The remarks, made at a Rotary Club lunch in Glasgow, Ky., represent a significant shift for the veteran legislator. While he had raised the idea last week that Republicans may have to turn to Democrats if they cannot pass their own bill, his words mark the first time he has explicitly raised the prospect of shoring up the ACA.


WP
0 Replies
 
revelette1
 
  4  
Fri 7 Jul, 2017 12:26 pm
Quote:
@johnpodesta
2/ Pulled in for a pit stop in E. Fairmont W. Va. to see that our whack job POTUS @realDonaldTrump is tweeting about me at the G20.


twitter
Finn dAbuzz
 
  -3  
Fri 7 Jul, 2017 12:49 pm
@revelette1,
revelette1 wrote:

Quote:
@johnpodesta
2/ Pulled in for a pit stop in E. Fairmont W. Va. to see that our whack job POTUS @realDonaldTrump is tweeting about me at the G20.


twitter


You mean the John Podesta who chaired a losing presidential campaign that the whole world was sure would win? The John Podesta who was enough of a moron to use "password" as his password and then respond to an obvious phishing e-mail? The John Podesta who, along with his brother, has been up to his neck with Russian concerns?

Laughing
Finn dAbuzz
 
  -2  
Fri 7 Jul, 2017 12:53 pm
@hightor,
The smartest thing Obama and the left-winger Dems in Congress did was to front load Obamacare with free goodies. It was a poison pill that was guaranteed to lead to a single payer system or be an albatross around the GOP's neck.

The way they rammed it through was also the most venal thing they did.
0 Replies
 
Finn dAbuzz
 
  -3  
Fri 7 Jul, 2017 12:54 pm
@layman,
Really, who gives a **** what disgraced Dan Rather has to say?
revelette1
 
  3  
Fri 7 Jul, 2017 12:56 pm
@Finn dAbuzz,
Yeah that Podesta who had nothing to do with the DNC server to give to the FBI like our ignorant president tweeted.
georgeob1
 
  -3  
Fri 7 Jul, 2017 01:17 pm
@revelette1,
Not really sure what you are referring here, but I do recall reading an earlier news report indicating that, at least in part, the hackers access to the DNC server was facilitated by a successful pishing attack on Podetsta's e mail account, and that his password for it was "password". In any event he, and his security officials at the DNC ignored the repeated warnings of FBI operatives that their servers were under 3rd party hacking attacks. Hard to see how a former White House chief of staff could be ignorant of the risks and inattentive to them.
0 Replies
 
georgeob1
 
  -2  
Fri 7 Jul, 2017 01:41 pm
@Finn dAbuzz,
I think you are being a bit too judgmental.

The statement Rather made was both accurate and noticeable because of the absolute silence of other liberal reporters on the subject. His motives for making the statement are his own, but the statement itself was both true and very timely.
Finn dAbuzz
 
  -2  
Fri 7 Jul, 2017 01:52 pm
@georgeob1,
georgeob1 wrote:

I think you are being a bit too judgmental.

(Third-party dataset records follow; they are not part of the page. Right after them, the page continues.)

Issue #107, opened 2017-04-18
Tests should use in memory db


chemistry-sourabh:
All the tests use the sqlite db specified in the config, which is bad as it overlaps with the prod db. I tried doing it earlier, but had issues.

I finally solved it and it is related to #35

Issue #35, opened 2017-01-10
DB Engine


chemistry-sourabh:
Currently the sqlalchemy's engine is a static variable in the class, but it is being created each time a request is being made which is not good.  
My idea is to write a wrapper that wraps the sqlalchemy's engine.
This class will be directly used in RPC Server and the DBConnection object given by this class will be passed to BMI object.
This will allow us to solve the above issue and allow to change sqlalchemy with another ORM should the need arise.
@ravisantoshgudimetla @apoorvemohan @sirushtim @naved001 give thoughts below

apoorvemohan:
@chemistry-sourabh can we close this?

PR #109, opened 2017-04-19
In memory DB for tests

chemistry-sourabh:
Issues #107 and #35 
Allows to create in memory for tests. Just set db path in config to :memory: and run tests normally.

Also it creates engine only once now.

The current issue is all tests run well except test_rest.py these run against picasso and einstein which create a separate in memory db as they are separate processes and the test process creates a separate db. Any ideas on how to resolve this ?

### DIFF
--- a/ims/database/db_connection.py
+++ b/ims/database/db_connection.py
@@ -4,9 +4,13 @@ from sqlalchemy.orm import sessionmaker
 from sqlalchemy.pool import SingletonThreadPool
 
 import ims.common.config as config
-import ims.common.constants as constants
 
 _cfg = config.get()
+
+# creates the engine for the database
+# Should be adapted to postgres SQL
+engine = create_engine('sqlite:///' + _cfg.db.path,
+                       poolclass=SingletonThreadPool)
 
 
 # The class which represents the BMI database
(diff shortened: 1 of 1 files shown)


chemistry-sourabh:
Ok Sad News!! python guys added the shared cache functionality in python 3. So looks like fixing test_rest.py is not possible in python2. Will still dig a bit, but it doesn't look optimistic.

chemistry-sourabh:
I tried running BMI in python3. Looks like there are not a lot of changes to get BMI running on python3, BUT python-cephlibs doesn't exist for python3 so BMI wont run on python3 unless entire ceph driver is rewritten. So we wont be able to use test_rest.py with In Memory DB.

@CCI-MOC/bmi-breakers Any thoughts ?

naved001:
> So we wont be able to use test_rest.py with In Memory DB.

The statement Rather made was both accurate and noticeable because of the absolute silence of other liberal reporters on the subject. His motives for making the statement are his own, but the statement itself was both true and very timely.


Perhaps but if I'm going to disregard anything and everything he says, I'm not about to jump on the Rather Train because he's made one accurate statement.